• Task details
What you give back must match the data character for character.

[[ Provided information, beginning ]]

PR #162, opened 2017-06-23
Feature/permission scope union

esotrope:
Auth service now resolves the case of different tenancy chain role grants have overlapping permission sets with different access levels associated to them (state, district, school).
The solution implemented makes a union of the organizations associated with the permission. 

Example:

Tenancy chain:
PII|{districtA, schoolA}
PII_GROUP|{schoolB}

With permission mapping:
PII -> INDIVIDUAL_PII_READ, GROUP_PII_READ, GROUP_READ
PII_GROUP -> GROUP_PII_READ, GROUP_READ

will result in permissions:
INDIVIDUAL_PII_READ|{districtA, schoolA}
GROUP_PII_READ|{districtA, schoolA, schoolB}
GROUP_READ|{districtA, schoolA, schoolB}

### DIFF
--- a/webapp/src/main/java/org/opentestsystem/rdw/reporting/security/auth/DefaultAuthorizationService.java
+++ b/webapp/src/main/java/org/opentestsystem/rdw/reporting/security/auth/DefaultAuthorizationService.java
@@ -131,7 +131,7 @@ public class DefaultAuthorizationService implements AuthorizationService {
 
         return permissionScopeBuildersByPermissionId.entrySet().stream()
                 // missing IDs in the natural ID to entity ID map can result in an invalid permission scope builder
-                // that is neither statewide containing any has schools and districts
+                // that is neither statewide nor containing any schools and districts so this will filter those out
                 .filter(entry -> entry.getValue().isValid())
                 .map(entry -> new Permission(entry.getKey(), entry.getValue().build()))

[[ Provided information, end ]]

• Output for this exercise
PR #162, opened 2017-06-23
Feature/permission scope union

esotrope:
Auth service now resolves the case of different tenancy chain role grants have overlapping permission sets with different access levels associated to them (state, district, school).
The solution implemented makes a union of the organizations associated with the permission. 

Example:

Tenancy chain:
PII|{districtA, schoolA}
PII_GROUP|{schoolB}

With permission mapping:
PII -> INDIVIDUAL_PII_READ, GROUP_PII_READ, GROUP_READ
PII_GROUP -> GROUP_PII_READ, GROUP_READ

will result in permissions:
INDIVIDUAL_PII_READ|{districtA, schoolA}
GROUP_PII_READ|{districtA, schoolA, schoolB}
GROUP_READ|{districtA, schoolA, schoolB}

### DIFF
--- a/webapp/src/main/java/org/opentestsystem/rdw/reporting/security/auth/DefaultAuthorizationService.java
+++ b/webapp/src/main/java/org/opentestsystem/rdw/reporting/security/auth/DefaultAuthorizationService.java
@@ -131,7 +131,7 @@ public class DefaultAuthorizationService implements AuthorizationService {
 
         return permissionScopeBuildersByPermissionId.entrySet().stream()
                 // missing IDs in the natural ID to entity ID map can result in an invalid permission scope builder
-                // that is neither statewide containing any has schools and districts
+                // that is neither statewide nor containing any schools and districts so this will filter those out
                 .filter(entry -> entry.getValue().isValid())
                 .map(entry -> new Permission(entry.getKey(), entry.getValue().build()))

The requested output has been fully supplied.